## Information supplied
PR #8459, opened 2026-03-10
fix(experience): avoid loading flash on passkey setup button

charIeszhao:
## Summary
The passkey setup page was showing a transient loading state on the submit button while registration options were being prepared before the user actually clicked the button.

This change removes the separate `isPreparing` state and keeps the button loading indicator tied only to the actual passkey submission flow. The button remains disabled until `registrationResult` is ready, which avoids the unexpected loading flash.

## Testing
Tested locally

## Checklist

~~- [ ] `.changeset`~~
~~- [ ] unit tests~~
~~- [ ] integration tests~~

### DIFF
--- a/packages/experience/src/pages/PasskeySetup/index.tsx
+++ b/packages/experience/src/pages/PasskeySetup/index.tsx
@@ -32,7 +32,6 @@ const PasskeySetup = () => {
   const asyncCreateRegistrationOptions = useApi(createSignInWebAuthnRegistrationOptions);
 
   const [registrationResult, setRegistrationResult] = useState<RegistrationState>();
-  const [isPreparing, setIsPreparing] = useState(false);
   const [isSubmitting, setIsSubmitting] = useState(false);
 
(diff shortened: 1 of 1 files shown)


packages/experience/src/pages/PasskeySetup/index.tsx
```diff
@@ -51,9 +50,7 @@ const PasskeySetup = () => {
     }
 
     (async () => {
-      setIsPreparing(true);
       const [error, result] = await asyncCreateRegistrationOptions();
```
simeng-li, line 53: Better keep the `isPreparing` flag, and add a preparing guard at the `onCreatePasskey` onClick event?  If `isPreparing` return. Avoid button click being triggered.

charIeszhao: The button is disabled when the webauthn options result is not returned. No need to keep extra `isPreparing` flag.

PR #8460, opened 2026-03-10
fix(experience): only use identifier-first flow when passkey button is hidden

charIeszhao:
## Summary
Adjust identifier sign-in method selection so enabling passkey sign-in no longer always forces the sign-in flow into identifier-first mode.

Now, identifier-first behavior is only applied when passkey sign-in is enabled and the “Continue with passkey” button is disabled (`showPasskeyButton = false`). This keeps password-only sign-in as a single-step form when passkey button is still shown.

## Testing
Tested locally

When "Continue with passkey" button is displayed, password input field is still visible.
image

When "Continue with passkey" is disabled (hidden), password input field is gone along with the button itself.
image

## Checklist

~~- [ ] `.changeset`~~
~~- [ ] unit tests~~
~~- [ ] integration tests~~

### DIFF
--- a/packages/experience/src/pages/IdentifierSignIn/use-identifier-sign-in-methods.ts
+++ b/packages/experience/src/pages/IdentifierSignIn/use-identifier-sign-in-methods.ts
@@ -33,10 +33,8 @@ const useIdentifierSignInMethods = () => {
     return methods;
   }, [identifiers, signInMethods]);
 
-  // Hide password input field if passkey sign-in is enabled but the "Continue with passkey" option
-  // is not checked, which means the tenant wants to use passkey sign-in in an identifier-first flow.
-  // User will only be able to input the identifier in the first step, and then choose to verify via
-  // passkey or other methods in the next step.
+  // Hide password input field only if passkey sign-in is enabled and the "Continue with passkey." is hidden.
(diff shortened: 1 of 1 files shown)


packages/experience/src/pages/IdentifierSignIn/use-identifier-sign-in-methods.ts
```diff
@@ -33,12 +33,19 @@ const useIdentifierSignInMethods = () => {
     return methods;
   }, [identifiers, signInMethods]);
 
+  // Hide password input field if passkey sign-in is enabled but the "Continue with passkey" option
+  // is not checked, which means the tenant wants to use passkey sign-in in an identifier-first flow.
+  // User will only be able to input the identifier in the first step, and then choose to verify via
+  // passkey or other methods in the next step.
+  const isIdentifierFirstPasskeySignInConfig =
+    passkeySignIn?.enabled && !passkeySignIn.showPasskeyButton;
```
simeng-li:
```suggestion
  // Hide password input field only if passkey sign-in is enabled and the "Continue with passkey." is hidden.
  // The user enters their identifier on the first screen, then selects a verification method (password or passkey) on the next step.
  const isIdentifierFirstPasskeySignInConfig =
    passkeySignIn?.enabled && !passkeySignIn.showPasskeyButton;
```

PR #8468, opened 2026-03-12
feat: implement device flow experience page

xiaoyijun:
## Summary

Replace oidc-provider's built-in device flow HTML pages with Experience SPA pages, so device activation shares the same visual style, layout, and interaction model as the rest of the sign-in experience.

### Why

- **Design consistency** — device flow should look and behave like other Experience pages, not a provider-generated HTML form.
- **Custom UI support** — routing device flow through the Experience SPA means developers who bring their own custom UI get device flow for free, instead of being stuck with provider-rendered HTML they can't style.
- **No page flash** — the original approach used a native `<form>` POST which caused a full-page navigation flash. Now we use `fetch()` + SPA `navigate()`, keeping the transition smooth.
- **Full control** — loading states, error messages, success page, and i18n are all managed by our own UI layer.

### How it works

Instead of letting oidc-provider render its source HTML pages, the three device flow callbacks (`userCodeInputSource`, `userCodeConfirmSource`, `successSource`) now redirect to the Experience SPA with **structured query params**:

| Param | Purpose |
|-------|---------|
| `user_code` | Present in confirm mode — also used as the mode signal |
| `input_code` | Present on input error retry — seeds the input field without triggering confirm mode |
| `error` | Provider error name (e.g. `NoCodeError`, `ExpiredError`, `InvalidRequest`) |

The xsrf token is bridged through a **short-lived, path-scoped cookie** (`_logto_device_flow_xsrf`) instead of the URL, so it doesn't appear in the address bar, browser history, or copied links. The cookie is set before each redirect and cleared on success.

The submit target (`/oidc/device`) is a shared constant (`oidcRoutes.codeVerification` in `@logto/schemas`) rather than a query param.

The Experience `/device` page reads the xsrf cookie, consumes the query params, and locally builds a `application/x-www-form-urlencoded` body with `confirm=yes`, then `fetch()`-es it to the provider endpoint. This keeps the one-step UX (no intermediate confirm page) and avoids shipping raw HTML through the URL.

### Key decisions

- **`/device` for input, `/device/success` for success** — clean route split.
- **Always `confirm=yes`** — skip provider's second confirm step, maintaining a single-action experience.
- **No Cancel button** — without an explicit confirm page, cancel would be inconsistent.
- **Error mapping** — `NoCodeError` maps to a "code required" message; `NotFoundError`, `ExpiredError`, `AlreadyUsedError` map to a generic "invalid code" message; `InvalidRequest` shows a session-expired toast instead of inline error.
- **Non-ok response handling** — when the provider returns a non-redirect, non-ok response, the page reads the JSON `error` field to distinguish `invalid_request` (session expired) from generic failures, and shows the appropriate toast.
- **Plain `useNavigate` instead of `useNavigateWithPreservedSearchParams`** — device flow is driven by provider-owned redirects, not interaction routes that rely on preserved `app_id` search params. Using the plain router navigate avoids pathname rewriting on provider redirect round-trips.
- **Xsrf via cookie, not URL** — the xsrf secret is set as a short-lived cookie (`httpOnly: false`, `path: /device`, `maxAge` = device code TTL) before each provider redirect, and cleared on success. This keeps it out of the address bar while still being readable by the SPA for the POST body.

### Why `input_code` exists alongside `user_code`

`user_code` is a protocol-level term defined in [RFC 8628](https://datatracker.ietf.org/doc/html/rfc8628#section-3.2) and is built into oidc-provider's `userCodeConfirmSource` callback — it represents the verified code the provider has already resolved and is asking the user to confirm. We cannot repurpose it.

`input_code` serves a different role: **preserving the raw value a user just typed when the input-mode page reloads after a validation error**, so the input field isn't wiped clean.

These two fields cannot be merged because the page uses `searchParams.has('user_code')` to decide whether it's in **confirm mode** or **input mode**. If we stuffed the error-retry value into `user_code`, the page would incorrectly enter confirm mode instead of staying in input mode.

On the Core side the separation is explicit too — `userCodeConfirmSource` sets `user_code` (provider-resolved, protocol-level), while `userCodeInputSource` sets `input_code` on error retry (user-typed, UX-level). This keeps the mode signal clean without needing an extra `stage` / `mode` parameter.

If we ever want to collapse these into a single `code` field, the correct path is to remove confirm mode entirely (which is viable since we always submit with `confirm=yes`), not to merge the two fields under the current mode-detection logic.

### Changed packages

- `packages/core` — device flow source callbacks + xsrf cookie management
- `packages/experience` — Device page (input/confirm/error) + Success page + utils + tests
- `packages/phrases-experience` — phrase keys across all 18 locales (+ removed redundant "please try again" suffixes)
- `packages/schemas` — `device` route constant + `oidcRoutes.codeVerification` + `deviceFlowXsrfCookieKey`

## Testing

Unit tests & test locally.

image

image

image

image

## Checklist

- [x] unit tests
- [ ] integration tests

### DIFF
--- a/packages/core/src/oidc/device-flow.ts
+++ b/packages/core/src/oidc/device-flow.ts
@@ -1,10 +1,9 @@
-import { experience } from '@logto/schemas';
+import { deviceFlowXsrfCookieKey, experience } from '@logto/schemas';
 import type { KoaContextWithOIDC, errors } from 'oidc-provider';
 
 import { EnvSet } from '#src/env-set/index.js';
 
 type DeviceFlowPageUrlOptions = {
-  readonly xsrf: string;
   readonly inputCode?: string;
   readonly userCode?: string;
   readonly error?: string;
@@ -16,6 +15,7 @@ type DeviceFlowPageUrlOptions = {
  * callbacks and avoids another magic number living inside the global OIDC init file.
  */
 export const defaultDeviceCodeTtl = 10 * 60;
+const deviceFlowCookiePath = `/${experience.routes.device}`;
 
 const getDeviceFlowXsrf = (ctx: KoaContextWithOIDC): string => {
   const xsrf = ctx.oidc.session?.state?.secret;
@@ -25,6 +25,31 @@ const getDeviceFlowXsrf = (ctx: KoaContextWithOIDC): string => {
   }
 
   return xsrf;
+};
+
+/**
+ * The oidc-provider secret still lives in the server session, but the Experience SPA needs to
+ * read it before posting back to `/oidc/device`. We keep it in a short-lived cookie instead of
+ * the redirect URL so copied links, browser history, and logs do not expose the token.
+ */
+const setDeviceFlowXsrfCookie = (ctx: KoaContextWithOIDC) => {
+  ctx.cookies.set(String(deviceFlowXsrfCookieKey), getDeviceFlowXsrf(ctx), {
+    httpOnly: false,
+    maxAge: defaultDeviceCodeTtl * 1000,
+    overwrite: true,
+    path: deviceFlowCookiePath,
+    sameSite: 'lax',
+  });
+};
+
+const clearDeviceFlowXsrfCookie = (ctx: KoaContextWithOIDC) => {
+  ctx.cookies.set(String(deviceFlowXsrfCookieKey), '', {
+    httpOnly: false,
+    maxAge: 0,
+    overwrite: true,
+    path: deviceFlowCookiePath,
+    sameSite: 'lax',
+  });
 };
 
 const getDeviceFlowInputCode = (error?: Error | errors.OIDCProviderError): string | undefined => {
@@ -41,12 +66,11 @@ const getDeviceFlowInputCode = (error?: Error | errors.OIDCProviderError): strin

## Goal of the exercise
Find the lines above with the word "oidcRoutes". Copy them out.

## Solution to this task
The submit target (`/oidc/device`) is a shared constant (`oidcRoutes.codeVerification` in `@logto/schemas`) rather than a query param.
- `packages/schemas` — `device` route constant + `oidcRoutes.codeVerification` + `deviceFlowXsrfCookieKey`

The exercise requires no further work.